I principi affermati dal Tribunale estense, essendo fondati su una rigorosa ricostruzione della disciplina che - anche per i motivi di seguito esposti - ben difficilmente potrà essere messa in discussione, costituiscono un sicuro punto di riferimento per chiunque debba occuparsi, a vario titolo, del trattamento dei crediti tributari contestati nel concordato preventivo. 

3. La natura “precaria” dei provvedimenti adottati dal giudice delegato ai fini dell’ammissione al voto e la rilevanza dei crediti contestati
La natura “precaria” dei provvedimenti adottati dal giudice delegato ai fini dell’ammissione al voto discende direttamente dall’enunciato dell’art. 108 del Codice della crisi (di seguito anche solo ”Codice”) ed è stata rimarcata dalla Corte di Cassazione con la sentenza n. 30456 del 21 novembre 2019, con la quale è stato testualmente affermato quanto segue: “Nell’ambito della procedura concordataria, a differenza di quanto avviene in altre procedure concorsuali, la verifica dei crediti non è funzionale alla selezione delle posizioni concorrenti ai fini della partecipazione al riparto dell’attivo, ma, ben diversamente, alla mera individuazione dei crediti aventi diritto al voto e da tenere in conto ai fini del calcolo delle maggioranze, come rende palese il disposto della L. Fall., art. 176”. I giudici di legittimità hanno perciò rilevato che le statuizioni adottate dal Tribunale al riguardo possono (anche) essere superate da una diversa decisione dello stesso in sede di omologa, dovendosi escludere che l’ammissione del credito contestato ai fini delle operazioni di voto segni il termine ultimo per ogni ulteriore statuizione in merito; ciò perché “l’assetto normativo dell’istituto caratterizza espressamente tale disposizione come provvisoria e chiama il Tribunale - al pari del giudice dell’impugnazione sulla decisione di quest’ultimo - a rinnovare la verifica ai fini del controllo del regolare sviluppo dell’iter procedurale. L’attività demandata al giudice delegato alla procedura rispetto all’ammissione al voto si risolve quindi in un mero accertamento ricognitivo, in senso favorevole o sfavorevole, privo di incidenza su diritti soggettivi, precario e prodromico all’ulteriore sviluppo della procedura, nel corso della quale la parte eventualmente pregiudicata (sia essa il creditore escluso o il debitore che abbia visto disattese le proprie contestazioni sull'ammissione al voto del creditore) potrà far valere le proprie doglianze in merito alla decisione che ha segnato in maniera rilevante le sorti del concordato (il primo tramite l’opposizione, se il suo voto ha assunto rilievo ai fini dell’omologa, il secondo tramite le impugnazioni esperibili avverso la statuizione assunta a conclusione del giudizio)[1].
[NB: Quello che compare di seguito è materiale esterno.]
PR #16971, opened 2020-12-17
Limit max execution time of archiving queries to 2 hours by default

### LINKED ISSUE #15241: Limit max execution time for all SQL queries executed during report archiving
To prevent edge cases where archiving (via the `core:archive` crontab) may hang or run for a very long time (for example if a specific combination of [custom reports](https://matomo.org/docs/custom-reports/) dimensions and website size). It does happen regularly (especially for large Matomo instances) that some SQL queries may hang, and to prevent any of these "process hanging/archiving not completing" issues, we'd like to limit the max execution time for all SQL queries executed during report archiving.

This can be done with the MySQL SQL query hint `MAX_EXECUTION_TIME`.

By default we'd set the limit to 2 hours (configurable via INI setting).

The hint should only be added to archiving queries (it's already there in the Live real-time SQL  queries), and make sure to not apply it to for example Matomo upgrades/schema changes.

sgiehl:
### Description:

This will actually only catch those queries using the ArchivingDbAdapter, but guess that should be most of them.

fixes #15241

### Review

* [ ] Functional review done
* [ ] Code review done


core/DataAccess/ArchivingDbAdapter.php
```diff
@@ -31,11 +33,17 @@ class ArchivingDbAdapter
...
+     * @var int
+     */
+    private $maxExecutionTime;
+
     public function __construct($wrapped, Lock $archivingLock = null, LoggerInterface $logger = null)
     {
         $this->wrapped = $wrapped;
         $this->archivingLock = $archivingLock;
         $this->logger = $logger;
+        $this->maxExecutionTime = Config::getInstance()->General['archiving_query_max_execution_time'];
```
diosmosis: Do we need to check for malformed input at all?

config/global.ini.php
```diff
@@ -356,6 +356,11 @@
 ; If you need any other period, or want to ensure one of those is always archived, you can define them here
 archiving_custom_ranges[] =
 
+; If configured, archiving queries will be aborted after the configured amount of seconds. Set it to -1 if the query time
+; should not be limited. Note: This feature requires a recent MySQL version (5.7 or newer). Some MySQL forks like MariaDB
+; might not support this feature which uses the MAX_EXECUTION_TIME hint.
+archiving_query_max_execution_time = 7200
```
diosmosis, line 362: Would it be a good idea to add a test to `DbHelper::addMaxExecutionTimeHintToQuery()` w/ `max execution time == -1`? Currently it's only tested when the value is `0`.

core/DataAccess/ArchivingDbAdapter.php
sgiehl: Don't think we are doing that for other config values that much. But will add a casting to float to ensure it's at least a number.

Il creditore che voglia far valere le proprie pretese per importi diversi da quelli (in tutto o in parte) riconosciuti dal debitore può dunque far accertare in via ordinaria, nei confronti di quest’ultimo, il proprio credito e il privilegio che lo assiste, indipendentemente dall’ammissione o meno al voto con riguardo al credito oggetto di contestazione. In particolare, ove il potere di determinare l’an ed il quantum del credito sia rimesso al giudice tributario, anche agli effetti del concordato preventivo assume rilevanza unicamente la determinazione devoluta a quella sede (cfr. Cass., 13 giugno 2018, n. 15414).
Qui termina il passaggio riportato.